### Data records
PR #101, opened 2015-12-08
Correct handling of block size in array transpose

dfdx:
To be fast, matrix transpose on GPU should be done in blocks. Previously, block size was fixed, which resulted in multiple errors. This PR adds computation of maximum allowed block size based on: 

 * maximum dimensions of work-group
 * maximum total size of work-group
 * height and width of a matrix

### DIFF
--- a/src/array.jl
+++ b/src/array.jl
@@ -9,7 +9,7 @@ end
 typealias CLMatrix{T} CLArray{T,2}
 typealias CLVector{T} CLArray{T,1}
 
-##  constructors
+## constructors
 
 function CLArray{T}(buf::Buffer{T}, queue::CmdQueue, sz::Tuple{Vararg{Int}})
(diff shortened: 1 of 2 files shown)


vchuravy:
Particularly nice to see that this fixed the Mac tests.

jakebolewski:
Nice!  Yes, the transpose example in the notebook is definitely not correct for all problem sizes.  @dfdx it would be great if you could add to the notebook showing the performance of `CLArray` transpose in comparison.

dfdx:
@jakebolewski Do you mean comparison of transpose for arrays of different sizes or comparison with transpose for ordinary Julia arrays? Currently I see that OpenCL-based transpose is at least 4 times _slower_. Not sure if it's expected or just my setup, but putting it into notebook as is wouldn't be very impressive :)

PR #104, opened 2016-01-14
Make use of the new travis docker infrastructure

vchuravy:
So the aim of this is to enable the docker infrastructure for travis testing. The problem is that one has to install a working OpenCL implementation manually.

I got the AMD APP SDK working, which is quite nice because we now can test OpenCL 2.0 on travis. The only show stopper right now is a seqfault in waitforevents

### Description of the task
The listing must be repeated in full, with nothing altered.

### Solution to the exercise
PR #101, opened 2015-12-08
Correct handling of block size in array transpose

dfdx:
To be fast, matrix transpose on GPU should be done in blocks. Previously, block size was fixed, which resulted in multiple errors. This PR adds computation of maximum allowed block size based on: 

 * maximum dimensions of work-group
 * maximum total size of work-group
 * height and width of a matrix

### DIFF
--- a/src/array.jl
+++ b/src/array.jl
@@ -9,7 +9,7 @@ end
 typealias CLMatrix{T} CLArray{T,2}
 typealias CLVector{T} CLArray{T,1}
 
-##  constructors
+## constructors
 
 function CLArray{T}(buf::Buffer{T}, queue::CmdQueue, sz::Tuple{Vararg{Int}})
(diff shortened: 1 of 2 files shown)


vchuravy:
Particularly nice to see that this fixed the Mac tests.

jakebolewski:
Nice!  Yes, the transpose example in the notebook is definitely not correct for all problem sizes.  @dfdx it would be great if you could add to the notebook showing the performance of `CLArray` transpose in comparison.

dfdx:
@jakebolewski Do you mean comparison of transpose for arrays of different sizes or comparison with transpose for ordinary Julia arrays? Currently I see that OpenCL-based transpose is at least 4 times _slower_. Not sure if it's expected or just my setup, but putting it into notebook as is wouldn't be very impressive :)

PR #104, opened 2016-01-14
Make use of the new travis docker infrastructure

vchuravy:
So the aim of this is to enable the docker infrastructure for travis testing. The problem is that one has to install a working OpenCL implementation manually.

I got the AMD APP SDK working, which is quite nice because we now can test OpenCL 2.0 on travis. The only show stopper right now is a seqfault in waitforevents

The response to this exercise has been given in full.